Dataset entries
=======

PR #3680, opened 2026-06-14
Add from_dlpack

katlun-lgtm:
## Proposed changes

Adds the array API [`from_dlpack`](https://data-apis.org/array-api/latest/API_specification/generated/array_api.from_dlpack.html) creation function:

```python
from_dlpack(x, /, *, device=None, copy=None) -> array
```

MLX already imports objects that implement the DLPack or Python buffer protocol through `mx.array(...)` (via `create_array` in `python/src/convert.cpp`); this exposes that capability under the array API name. The existing import path always copies the incoming (CPU) buffer, so the option handling mirrors `asarray`:

- `copy=False` raises `ValueError` (MLX cannot return a non-copying view).
- a non-default `device` raises `ValueError` (MLX arrays are not pinned to a device).
- `copy=True` / `None` and `device=None` import normally.

This is the first of the two methods named directly in #3484 (`asarray` / `asarray(copy=)` already landed on `main`).

## Checklist

- [x] Added a test (`test_array.TestArray.test_from_dlpack`)
- [x] Built from source and ran the tests locally: `test_from_dlpack`, the existing `test_dlpack`, and `test_array_namespace` pass. Verified manually that `from_dlpack` imports a NumPy array, round-trips an MLX array, is present on the `__array_namespace__()` object, and raises for `copy=False` / non-default `device`

### DIFF
--- a/docs/src/python/ops.rst
+++ b/docs/src/python/ops.rst
@@ -83,6 +83,7 @@ Operations
    floor
    floor_divide
    full
+   from_dlpack
    from_fp8
    gather_mm
    gather_qmm
--- a/python/src/ops.cpp
+++ b/python/src/ops.cpp
@@ -1796,6 +1796,49 @@ void init_ops(nb::module_& m) {
             ValueError: If ``copy`` is ``False``.
       )pbdoc");
   m.def(
+      "from_dlpack",
+      [](const nb::object& x,
+         const nb::object& device,
+         std::optional<bool> copy) {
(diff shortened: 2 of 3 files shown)


zcbenz:
Thanks for the PR! This is actually covered by https://github.com/ml-explore/mlx/pull/3531 which we are waiting for a nanobind release to merge, sorry I can't merge this one first because there are some git improvements that would cause merge conflicts, but still thanks!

=======

Having output the line that contains "- [x] Added", stop. Every line before it, back to the first line of the data, must be reproduced exactly.

PR #3680, opened 2026-06-14
Add from_dlpack

katlun-lgtm:
## Proposed changes

Adds the array API [`from_dlpack`](https://data-apis.org/array-api/latest/API_specification/generated/array_api.from_dlpack.html) creation function:

```python
from_dlpack(x, /, *, device=None, copy=None) -> array
```

MLX already imports objects that implement the DLPack or Python buffer protocol through `mx.array(...)` (via `create_array` in `python/src/convert.cpp`); this exposes that capability under the array API name. The existing import path always copies the incoming (CPU) buffer, so the option handling mirrors `asarray`:

- `copy=False` raises `ValueError` (MLX cannot return a non-copying view).
- a non-default `device` raises `ValueError` (MLX arrays are not pinned to a device).
- `copy=True` / `None` and `device=None` import normally.

This is the first of the two methods named directly in #3484 (`asarray` / `asarray(copy=)` already landed on `main`).

## Checklist

- [x] Added a test (`test_array.TestArray.test_from_dlpack`)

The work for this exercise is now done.